Facing persecution for leaving Islam, he later arrived in Mantua via Venice with Giovanni Battista Ruffini, a member of the Franciscan order and chief confessor of Vincenzo I Gonzaga in 1597.
According to Corai's later report to the Venetian signoria, he had already befriended a merchant named Antonio Padovan in Aleppo in 1590 and he was staying at his house whenever he was in Venice.
In Antioch, Corai, leveraging his extensive spy network, persuaded two Hungarian janissaries whom he personally knew to offer them shelter for the night.
[5] Corai later left on 17 May 1599 via Tabriz-Erzurum-Trebizond route to Venice to wait for Asad bey Tabrizi,[6] who was a secret diplomat of Safavids in merchant disguise.
As a result, Asad bey was compelled to return to Shah Abbas as the Venetian ambassador and inform him that Shirley's embassy had not achieved his goal.
Shirley, having fallen out with Huseyn Ali bey in Rome, asked Clement VIII for a passport to return to Iran via Naples-Messina-Crete-Alexandretta-Tripoli-Damascus-Ormus route, financial means and diplomatic credentials for his interpreter, Corai.
Giovanni Altoni, a military engineer who led an earlier reconnaissance mission in Syria, criticized the Grand Duke for sending Corai as an ambassador, citing his Syrian origins and alleged loyalty to Venice.
Corai, denying all allegations, attributed the accusations to the "envy and malignity" of his Jewish adversaries, whom he portrayed as the originators of the false charges.
In a mix of cipher and plain text in his report to Tuscan court, Corai recounted being taken to a house where four soldiers attempted to extract his secrets through torture.
Corai claimed to have withstood the torment, and when the soldiers failed to obtain the desired information, they shifted their demands, asking for 500 piasters.
Corai, claiming he lacked the funds, sought the assistance of a French merchant, Timoteo Moyen, whom he praised as an honorable and well-respected man.
From there, after a few days' rest, he resumed his journey heading north, arriving on the 8 April in the province of Mazandaran, on the shores of the Caspian Sea, where Shah was holding court.
After three days, the shah granted him an audience, during which he inquired about Corai's activities, the status of the task assigned to him eight years earlier, and the circumstances of his return to court.
[10] Corai explained that, although he had been unable to deliver the shah's letters to all the intended rulers, he had met with Pope Clement VIII and the Grand Duke of Tuscany.
Corai then advocated for a Safavid military campaign in Syria, arguing that such a conquest would weaken the Ottoman Empire and significantly benefit Iran.

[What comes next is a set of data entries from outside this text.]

PR #254, opened 2022-03-15
TY-2466 determine date clusters

janpetschexain:
**References**

- [TY-2466]
- requires #250

**Summary**

- implements the [`determine_date_clusters`](https://github.com/xaynetwork/xayn_ai_research/blob/eb7f1d0f25ca42fa512663eb41b62438f805cd0f/experiments/semantic_grouping/utils.py#L278) method


discovery_engine_core/core/src/stack/semantic_filters.rs
```diff
@@ -52,6 +53,94 @@ fn condensed_cosine_distance(documents: &[Document]) -> Vec<f32> {
...
+        BTreeMap::<_, Vec<_>>::new(),
+        |mut clusters, (idx, &label)| {
+            clusters.entry(label).or_default().push(idx);
+            clusters
+        },
+    );
+
+    let (_, labels) = clusters.into_values().fold(
+        (0, vec![0; labels.len()]),
+        |(label, mut labels), cluster| {
```
Robert-Steiner, line 74:
```suggestion
        |(cluster_id, mut labels), cluster| {
```
🟢 not sure if `cluster_id` is a good alternative but the name `label` confused me a bit

Robert-Steiner (approved):
Nice work!👍

discovery_engine_core/core/src/stack/semantic_filters.rs
janpetschexain: i agree that it's quite hard to name. it's a counter and a label at the same time, and depending on if the next cluster has one or more samples it's more like an offset to a counter/label.

after all it's a label/sequence of labels assigned to the documents which are indexed by the cluster of the current iteration, so i guess label is a bit more fitting than id. what we sometimes call sample (the indices hold in a cluster) could be called cluster id instead.

janpetschexain:
bors merge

While some scholars, such as José Cutillas Ferrer, suggest that Abbas had broader Mediterranean ambitions,[16] there is little documentation to support this, as the shah never extended his campaigns beyond Iraq.
Shah granted Michelangelo Corai all the wealth and properties of Dengiz Beg Rumlu,[19] his ambassador to Spain, who had left for his mission in 1609 with Antonio de Gouvea.
However, Curzio Picchena, Secretary of State of Tuscany denied his request to be granted additional funds and called his travel to Iran unsanctioned in his letter dated 9 July 1612.
[10] Following this communication, it remains uncertain whether Corai ever received the letter, but the correspondence between him and the Tuscan court ended permanently, and his situation took a dramatic turn.
According to reports from the Discalced Carmelites, the shah, despite valuing Corai's services, demanded that he renounce his Catholic faith and convert to Islam.
His attempt to complete the journey to Hormuz resulted in his arrest, but Corai, using his cunning, managed to escape by drugging his captors during a dinner party and fleeing, evading musket fire from Safavid border guards, he reached the fortress of Comorão (modern Bandar Abbas).
[10] Last letter addressed to Corai was written on 29 January 1616 by his former secretary Giorgio Criger, who by that time was working as an adviser for Ibrahim Adil Shah II.